Dans son rapport économique 2015 portant sur l’industrialisation par le commerce, la Commission Economique pour l’Afrique (Nations Unies), évoque l’importance voire l’urgence de la mise en œuvre des accords méga-régionaux propres à l’Afrique, pour booster son positionnement économique. En effet, les études de la Commission montrent qu’une application effective des accords commerciaux méga-régionaux non africains par nature, comme le Partenariat Transatlantique de Commerce et d’Investissement (PTCI), le Partenariat Transpacifique (PTP) et Partenariat Economique Global Régional (RCEP), aurait pour conséquence une augmentation d’un millier de milliards de dollars d’ici à 2020, des exportations des pays membres. A contrario, cela entrainerait une chute des exportations africaines de l’ordre de 2,7 milliards de dollars en raison de l’intensité de la concurrence et d’un attrait pour les marchés couverts par ces accords méga-régionaux. Toutefois, cette tendance pourrait radicalement s’inverser si l’Afrique se dotait de sa zone de libre-échange continentale (ZLEC), car elle verrait alors accroître ses exportations d’environ 40 milliards de dollars, ce qui s’expliquerait par une accélération du commerce intra-africain. La mise en place de la ZLEC est un projet actuel, les chefs d’Etat et de gouvernement africains se sont engagés en janvier 2012 pour l’accélération de sa mise en place à l’horizon 2017. 
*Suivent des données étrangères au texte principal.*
Issue #38, opened 2025-02-19
run the ui in the cluster


peterj:
add the docker image and make it run & connect to the backend running in the cluster

peterj:
Done.

Issue #49, opened 2025-02-20
publish the images and helm chart


peterj:

peterj:
Use ghcr.io and kagent-dev for the repository

EItanya:
Manually pushing works: https://github.com/orgs/kagent-dev/packages

Still need to add workflows for release

EItanya:
Pushing a tag of the format `v*.*.*` will now trigger a release flow.

For example https://github.com/kagent-dev/kagent/releases/tag/v0.0.3

Issue #25, opened 2025-02-12
add docker image for the UI, update the Helm chart


peterj:

EItanya:
Closed by #53

PR #53, opened 2025-02-22
making the UI and backend work in kubernetes

peterj:
This PR enables UI to run inside the cluster.

I had to combine the autogen backend and the UI into the same container, so they are behind a proxy (I gave up on trying making the requests from the server side, it just didn't work). 

The PR includes bunch of UI changes (mostly refactoring + fixing backend URLs based on whether we're running in dev (locally) or production (in the cluster)). 

The second part is the Dockerfile for the combined image (in the root folder), updated makefile and changed to Helm to add the container, mount the openai secret etc.

### DIFF
--- a/helm/templates/secret.yaml
+++ b/helm/templates/secret.yaml
@@ -1,3 +1,4 @@
+{{- if .Values.openai.apiKey }}
 apiVersion: v1
 kind: Secret
 metadata:
@@ -7,3 +8,4 @@ metadata:
 type: Opaque
 data:
   {{ .Values.openai.secretKey }}: {{ .Values.openai.apiKey | b64enc }}
+{{- end }}
--- a/helm/values.yaml
+++ b/helm/values.yaml
@@ -37,7 +37,7 @@ app:
       cpu: 1000m
       memory: 1Gi
 
-appService:
+service:
   type: ClusterIP
   port: 80
   targetPort: 80
--- a/helm/templates/deployment.yaml
+++ b/helm/templates/deployment.yaml
@@ -46,7 +46,7 @@ spec:
                   key: {{ .Values.openai.secretKey }}
           ports:
             - name: http
-              containerPort: {{ .Values.appService.targetPort }}
+              containerPort: {{ .Values.service.targetPort }}
               protocol: TCP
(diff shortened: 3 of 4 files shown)


peterj:
Tagging you guys here for review @EItanya  + @ilackarms (since you can only assign one reviewer)

peterj:
Fixes #38, #25, #8

helm/values.yaml
```diff
@@ -15,11 +23,11 @@ controller:
       cpu: 500m
       memory: 512Mi
 
-web:
+app:
   image:
     registry: gcr.io
-    repository: solo-io-kagent/autogenstudio-web
-    tag: ""
+    repository: solo-io-kagent/kagent-app
```
EItanya, line 29: Doesn't need to happen now, but all of these should be `ghcr.io` and `kagent-dev`. We are going to host on GitHub

helm/templates/secret.yaml
```diff
@@ -0,0 +1,9 @@
+apiVersion: v1
```
EItanya, line 2: nit: we should only create this secret if the user sets `openai.apikey`?

helm/templates/appService.yaml
```diff
@@ -1,14 +1,14 @@
 apiVersion: v1
 kind: Service
 metadata:
-  name: {{ include "autogenstudio.fullname" . }}
+  name: {{ include "autogenstudio.fullname" . }}-app
   labels:
     {{- include "autogenstudio.labels" . | nindent 4 }}
 spec:
-  type: {{ .Values.service.type }}
+  type: {{ .Values.appService.type }}
```
EItanya: Why this rename, I don't like it

Dockerfile
EItanya, line 1: Just to be clear, this Dockerfile runs the UI and the apiserver now?

helm/values.yaml
peterj: Added to #49

Dockerfile
peterj: yes

peterj: runs the UI and the autogen backend

PR #60, opened 2025-02-25
Single agent teams

ilackarms:


go/controller/internal/autogen/autogen_api_translator.go
```diff
@@ -8,50 +8,81 @@ import (
...
+			APIVersion: "agent.ai.solo.io/v1alpha1",
+		},
+		Spec: v1alpha1.AutogenTeamSpec{
+			Participants:         []string{agent.Name},
+			Description:          agent.Spec.Description,
+			RoundRobinTeamConfig: &v1alpha1.RoundRobinTeamConfig{},
+			TerminationCondition: v1alpha1.TerminationCondition{
+				MaxMessageTermination: &v1alpha1.MaxMessageTermination{MaxMessages: 1},
+			},
+			MaxTurns: 1,
```
EItanya: So we don't want any max turns here, or max messages. The termination will be controlled by the UI or the CLI. We should use this type for that: https://github.com/EItanya/autogen/blob/main/python/packages/autogen-agentchat/src/autogen_agentchat/conditions/_terminations.py#L12-L46

helm/templates/modelconfig.yaml
```diff
@@ -0,0 +1,10 @@
+apiVersion: agent.ai.solo.io/v1alpha1
```
EItanya, line 1: I will make an issue for this but we need to switch to `kagent.dev`

PR #65, opened 2025-02-25
Add helm tools

EItanya:


python/src/kagent/tools/argo/_argo_crds.py
```diff
@@ -106,42 +106,16 @@ async def _generate_crd(
         except Exception as e:
             return f"Error generating policy: {str(e)}"
 
-    async def _generate_crd(
```
peterj, line 109: what's the reason for removing this one?

EItanya: It was declared twice, I think a cursor issue

PR #83, opened 2025-03-02
Task agent

EItanya:
The `SocietyOfMindAgent` is mostly copied from upstream with a couple of small additions which I am intending to try and upstream.

The `TextMessageTermination` is due to merge upstream soon so we can delete it then.

### DIFF
--- a/python/src/kagent/agents/_society_of_mind_agent.py
+++ b/python/src/kagent/agents/_society_of_mind_agent.py
@@ -156,7 +156,6 @@ class SocietyOfMindAgent(BaseChatAgent, Component[SocietyOfMindAgentConfig]):
         # Add the messages to the context.
         for message in messages:
             self._context.append(message)
-        # Run the team of agents.
         task = self._context
 
         # Run the team of agents.
--- a/python/src/kagent/tools/helm/_helm.py
+++ b/python/src/kagent/tools/helm/_helm.py
@@ -63,12 +63,6 @@ helm_list_releases = FunctionTool(
     description="""
 This command lists all of the releases for a specified namespace (uses current namespace context if namespace not specified).
 
-By default, it lists only releases that are deployed or failed. Flags like
-'--uninstalled' and '--all' will alter this behavior. Such flags can be combined:
-'--uninstalled --failed'.
-
-By default, items are sorted alphabetically. Use the '-d' flag to sort by
-release date.
 
 If the --filter flag is provided, it will be treated as a filter. Filters are
 regular expressions (Perl compatible) that are applied to the list of releases.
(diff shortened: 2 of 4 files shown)


python/src/kagent/agents/_society_of_mind_agent.py
```diff
@@ -0,0 +1,283 @@
...
+        assert response is not None
+        return response
+
+    async def on_messages_stream(
+        self, messages: Sequence[ChatMessage], cancellation_token: CancellationToken
+    ) -> AsyncGenerator[AgentEvent | ChatMessage | Response, None]:
+        # Add the messages to the context.
+        for message in messages:
+            self._context.append(message)
+        # Run the team of agents.
```
peterj: misplaced comment

python/src/kagent/agents/_society_of_mind_agent.py
```diff
@@ -0,0 +1,283 @@
...
+                    continue
+
+                # TODO: Filter out the messages that are just context, they break the next step.
+                # We want the summary to be a pure function of the inner messages.
+
+                inner_messages.append(inner_msg)
+        assert result is not None
+
+        # Filter out the task messages from the inner messages.
+        # inner_messages = inner_messages[current_context_length:]
```
peterj, line 185: remove?

python/src/kagent/agents/_society_of_mind_agent.py
```diff
@@ -0,0 +1,283 @@
...
+                self._context.append(TextMessage(source=self.name, content=completion.content))
+                yield Response(
+                    chat_message=TextMessage(
+                        source=self.name, content=completion.content, models_usage=completion.usage
+                    ),
+                    inner_messages=inner_messages,
+                )
+
+        # Reset the team.
+        await self._team.reset()
```
peterj, line 243: should this be `self.on_reset`?

python/src/kagent/tools/helm/_helm.py
```diff
@@ -78,13 +78,54 @@ def _helm_list(
...
+    namespace: Annotated[str, "The namespace to get the release from"],
+    resource: Annotated[
+        str,
+        "The resource to get information about. If not provided, all resources will be returned, can be one of: all, hooks, manifest, notes, values",
+    ],
+) -> str:
+    return _run_helm_command(f"get {resource} {name} -n {namespace}")
+
 
+helm_get_release = FunctionTool(
```
peterj, line 94: update the `tool_gen.py` file and add "helm" to the list of dirs there

python/src/kagent/agents/_society_of_mind_agent.py
EItanya: It's in both places, we also want to run this at the end of a "task"

PR #87, opened 2025-03-03
package make targets

EItanya:


Dockerfile
```diff
@@ -94,4 +94,7 @@ RUN mkdir -p /app/python/.cache/uv && \
 
 EXPOSE 80
 
+LABEL org.opencontainers.image.source=https://github.com/kagent-dev/kagent
+LABEL org.opencontainers.image.description="Kagent is a tool for managing Kubernetes clusters."
```
peterj: is this correct? :)

EItanya: hahaha

helm/Chart-template.yaml
```diff
@@ -2,4 +2,4 @@ apiVersion: v2
 name: kagent
 description: A Helm chart for KAgent, built with AutogenStudio
 type: application
-version: 0.1.0
\ No newline at end of file
+version: ${VERSION}
```
peterj, line 5: where will/is this coming from?

EItanya:
```
helm-publish:
	VERSION=$(VERSION) envsubst < helm/Chart-template.yaml > helm/Chart.yaml
	helm package helm/
	helm push kagent-$(VERSION).tgz oci://ghcr.io/kagent-dev/kagent/helm
```

peterj: wouldn't renaming the file to chart-template break the helm-install command? perhaps the first line here also needs to be in the helm-install target?

EItanya: good point, fixed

Le 10 juin 2015, les chefs d’Etat et de gouvernement de la COMESA, de l’EAC et de la SADC, réunis à Sharm El Sheikh en Egypte, ont lancé la zone de libre-échange tripartite (ZLET) instaurant ainsi un marché intégré de 26 pays, d’une population de 632 millions d’habitants qui représentent 57% de la population africaine. Cette ZLET qui constitue à coup sûr une étape déterminante du processus de mise en place de la ZLEC africaine, représente aussi un PIB de 1,3 billion de dollars (2014) soit 58 % du PIB de l'Afrique. 

L'engagement des pays africains dans ces différents accords témoignent avant tout de la volonté manifeste de ces derniers de s'intégrer davantage dans le commerce mondiale et d'en tirer partie pour accélérer leur développement. Cependant, ils ne suffisent pas pour produire les effets escomptés, se constituant parfois en contraintes pour le continent. Le défi de l’Afrique désireux de bénéficier pleinement de cette ouverture sur le monde consiste notamment dans le renforcement de ses capacités de production, qui passe par la modernisation les infrastructures du commerce et la mobilisation des ressources financières.

MC


[1] Commission Economique pour l’Afrique, 2015,  « L’Industrialisation par le commerce », Rapport économique sur l’Afrique

[2] Nations Unis., Union Africaine., 2014, « Ce qui va être différent avec ‘AGOA 2.0’ »

[3] TradeMark Southern Africa, 2011, « Aid For Trade Case Story : Negotiating the COMESA ‐ EAC ‐ SADC Tripartite FTA », Pretoria

[4] IBRIGA (LM), 2006, « La juridictionnalisation des processus d’intégration en Afrique de l’Ouest », Université de Ouagadougou

[5] KONATE (IM), 2010, « L’OHADA et les autres législations communautaires : UEMOA, CEMAC , CIMA, OAPI, CIPRES etc. ».

[6] DIOUF (EHA), 2012, « Nouveau tarif extérieur commun de la CEDEAO et engagements individuels de ses membres à l’OMC: des incompatibilités surmontables », Passerelles, Volume 13 – number 3.